Бриссенден подумал, словно судья, и кивнул головой. В следующий миг голова репортера была крепко зажата у Мартина между коленями.

– Только не кусаться, – предупредил Мартин, – не то я должен буду разбить вашу симпатичную мордочку. А это будет жаль.

Его правая рука стала мерно подниматься и опускаться. Юноша визжал, вырывался, ругался, но кусаться не смел. Бриссенден спокойно наблюдал эту сцену. Только один раз он не выдержал, схватил пустую бутылку и воскликнул:

– Дайте мне тоже разок ударить!

– К сожалению, я больше не в состоянии, – сказал, наконец, Мартин. – Рука совсем онемела.

Он схватил репортера за шиворот и швырнул его на кровать.

– Я заявлю в полицию. Вас арестуют! – кричал тот. Слезы негодования текли по его горящим щекам. – Вы ответите за это. Берегитесь!

– Вот тебе и раз, – сказал Мартин, – он так и не понимает, что пошел по скользкой дорожке. Ведь нечестно, неприлично, недостойно мужчины лгать про своего ближнего так, как он это сделал, а он все не понимает.

– Ну что ж, вот он пришел к вам, чтобы вы ему это объяснили, – вставил Бриссенден.

– Да, он пришел ко мне, оклеветав и осрамив меня предварительно. Теперь мой лавочник наверняка откажет мне в кредите. Но хуже всего, что бедный мальчик никогда уже не сойдет с этого пути, пока из него не выработается первоклассный журналист и первоклассный негодяй.

– У вас есть еще время обратить его на путь истинный, – возразил Бриссенден. – Ах, почему вы мне не дали его ударить хоть разочек. Мне хотелось бы принять участие в этом добром деле.

– Вас обоих посадят в тюрьму! – всхлипывала заблудшая душа. – С‑с‑скоты!

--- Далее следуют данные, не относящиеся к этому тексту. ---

PR #530, opened 2019-10-30
add timeout to `particle serial wifi` command to catch if device isn't listening

wraithan:
## Description

Previously when `particle serial wifi` was used and the device wasn't put in listening mode ahead of time, the command would appear to hang, forcing the user to ctrl+c or otherwise kill the process.

This patch adds the missing timeout, and adds the first tests around the `SerialCommand`'s wifi handling. 

## How to Test

`src/cmd/serial.test.js` contains automated testing for this.

### Manual testing instructions:

1. Have no devices plugged into your machine.
2. Plug in device with wifi such as a Photon and wait for it to boot to breathing cyan
3. Run `particle serial wifi` and answer no to the scan question.
4. Without patch: this would wait forever, with patch after 5s you should get a message suggesting you try `particle usb start-listening`.

This is related to, but does not solve this clubhouse ticket: https://app.clubhouse.io/particle/story/37086

## Completeness

- [ ] Docs have been updated
- [x] CI is passing

### DIFF
--- a/src/cmd/serial.js
+++ b/src/cmd/serial.js
@@ -929,7 +929,11 @@ module.exports = class SerialCommand {
 			.then(() => {
 				console.log('Done! Your device should now restart.');
 			}, (err) => {
-				log.error('Something went wrong:', err);
+				if (err && err.message) {
+					log.error('Something went wrong:', err.message);
+				} else {
+					log.error('Something went wrong:', err);
+				}
 			});
 	}
 
--- a/src/cmd/serial.js
+++ b/src/cmd/serial.js
@@ -23,13 +23,14 @@ const ensureError = require('../lib/utilities').ensureError;
 const cmd = path.basename(process.argv[1]);
 const arrow = chalk.green('>');
 const alert = chalk.yellow('!');
-const timeoutError = 'Serial timed out';
 
 function protip(){
 	const args = Array.prototype.slice.call(arguments);
 	args.unshift(chalk.cyan('!'), chalk.bold.white('PROTIP:'));
 	console.log.apply(null, args);
 }
+
+const TIMEOUT_ERROR_MESSAGE = 'Serial timed out';
 
 // An LTE device may take up to 18 seconds to power up the modem
 const MODULE_INFO_COMMAND_TIMEOUT = 20000;
@@ -616,7 +617,7 @@ module.exports = class SerialCommand {
 				return !!matches;
 			})
 			.catch((err) => {
-				if (err !== timeoutError){
+				if (err !== TIMEOUT_ERROR_MESSAGE){
 					throw err;
 				}
 				return false;
@@ -897,7 +898,7 @@ module.exports = class SerialCommand {
 			}
 
 			function startTimeout(to){
-				self._serialTimeout = setTimeout(() => reject('Serial timed out'), to);
+				self._serialTimeout = setTimeout(() => reject(TIMEOUT_ERROR_MESSAGE), to);
 			}
 
 			function resetTimeout(){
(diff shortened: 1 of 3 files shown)


src/cmd/serial.test.js
```diff
@@ -53,5 +61,21 @@ describe('Serial Command', () => {
...
+			const device = { port: 'baltimore' };
+			const mockSerial = new MockSerial();
+			serial.serialPort = mockSerial;
+			const wifiPromise = serial._serialWifiConfig(device);
+			// This allows _serialWifiConfig's internal promises to run and try to
+			// connect to the serial device before moving time forward.
+			process.nextTick(() => {
+				clock.tick(5010);
+			});
+			return expect(wifiPromise).to.be.rejected;
```
wraithan: I should change this to `rejectedWith()` and provide the error string expected. Felt bad to hardcode it in two spots though. Would love a better suggestion for that.

test/__mocks__/serial.mock.js
```diff
@@ -15,7 +15,7 @@ MockSerial.prototype.write = function write(chunk) {
 	this.data += chunk;
 };
 
-MockSerial.prototype.drain = function drain(cb) {
+MockSerial.prototype.drain = function drain(cb = () => {}) {
```
wraithan: This changes the mock interface to better match the actual interface. I considered whether that's better or if we should fix `_serialWifiConfig` to check for that error case, I did a quick check as to expected errors for `SerialPort.drain`, custom bindings and some of the low level syscalls can fail. Removing this default would mean anything tested would be forced to at least pass that callback.

src/cmd/serial.js
```diff
@@ -919,8 +920,22 @@ module.exports = class SerialCommand {
 		return promise.finally(cleanUpFn);
 	}
 
+	/**
+	 * This is a wrapper function created so _serialWifiConfig can return the
+	 * true promise state, but the wrapper can still act like it handled any
+	 * failures gracefully as it acted before testing was attempted.
+	 */
```
wraithan: This comment is probably not valuable long term, I should probably remove it and/or reword it.

src/cmd/serial.js
```diff
@@ -897,7 +898,7 @@ module.exports = class SerialCommand {
 			}
 
 			function startTimeout(to){
-				self._serialTimeout = setTimeout(() => reject('Serial timed out'), to);
+				self._serialTimeout = setTimeout(() => reject(timeoutError), to);
```
busticated: one of the many clean-up tasks we have is to start using real errors when rejecting

src/cmd/serial.js
```diff
@@ -919,8 +920,22 @@ module.exports = class SerialCommand {
 		return promise.finally(cleanUpFn);
 	}
 
+	/**
+	 * This is a wrapper function created so _serialWifiConfig can return the
+	 * true promise state, but the wrapper can still act like it handled any
+	 * failures gracefully as it acted before testing was attempted.
+	 */
+	serialWifiConfig(...args) {
+		return this._serialWifiConfig.apply(this, args)
```
busticated: prefer the simpler form 👉 `this._serialWifiConfig(...args)`

src/cmd/serial.test.js
```diff
@@ -53,5 +61,21 @@ describe('Serial Command', () => {
 			});
 		});
 	});
+
+	describe('serialWifiConfig', () => {
+		it('can reject with timeout after 5000ms if not getting any serial data', () => {
+			clock = sinon.useFakeTimers();
```
busticated: lol i always forget about `useFakeTimers()` 🤦‍♂ 

there are probably a few tests bouncing around that could benefit from that.

src/cmd/serial.test.js
busticated: yeah, errors are a bit of a mess at the moment. my aim (as noted above) is to start using _actual_ error types w/ codes and so forth. i think given the state of things what you have is fine. if anything, i'd assert against the string but w/e :+1:

not something actionable but fwiw i try to stay away from `chai` and `sinon` extensions - i've just found them more trouble than they're worth. hopefully soon (🤞😬🤞) we'll be able to use more modern js where i've found this pattern works pretty well:

```js
it('does the bar', async () => {
    let error;

    try {
        await foo.bar();
    } catch (e){
        error = e;
    }

    expect(error).to.be.an.instanceof(Error);
    expect(error).to.have.property('message', 'forgot to foo');
    // etc...
});
```

src/cmd/serial.js
wraithan: 😳 

I'm looking at this code wondering what was going through my head when I wrote it... why would you bind `this` when calling a function on `this`? Probably refactored it into that state and never simplified.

– У него слишком смазливая рожица, – произнес Мартин, покачав головой, – боюсь, что я зря натрудил себе руку. Этого молодого человека не исправишь. Он, несомненно, станет первоклассным журналистом. У него совершенно нет совести! Одно это поможет ему выдвинуться.

После этого молодой человек стремительно вылетел из комнаты, со страхом шмыгнув мимо Бриссендена, который продолжал размахивать бутылкой.

На следующий день Мартин узнал о себе еще много нового и интересного «Да, мы враги общества, – оказывается, сказал он в беседе с представителем прессы, – но мы не анархисты! Мы – социалисты!» Когда репортер заметил ему, что между двумя этими школами нет особенной разницы, Мартин пожал плечами в знак молчаливого согласия. Лицо его, как оказалось, было резко асимметрично и носило все признаки вырождения. Особенно характерны были узловатые руки и кровожадно сверкающие глаза.

Мартин прочел также, что почти каждый вечер он выступает на рабочих митингах в Сити‑Холл‑парке и из всех анархистов и агитаторов, отравляющих там умы народа, пользуется наибольшим успехом, так как произносит наиболее революционные речи. Репортер подробно описал его каморку, не забыл упомянуть о керосинке, о единственном стуле и изобразил также в ярких красках его приятеля – бродягу с лицом мертвеца, до такой степени бледным, словно он был только что выпущен на свет после двадцатилетнего тюремного заключения.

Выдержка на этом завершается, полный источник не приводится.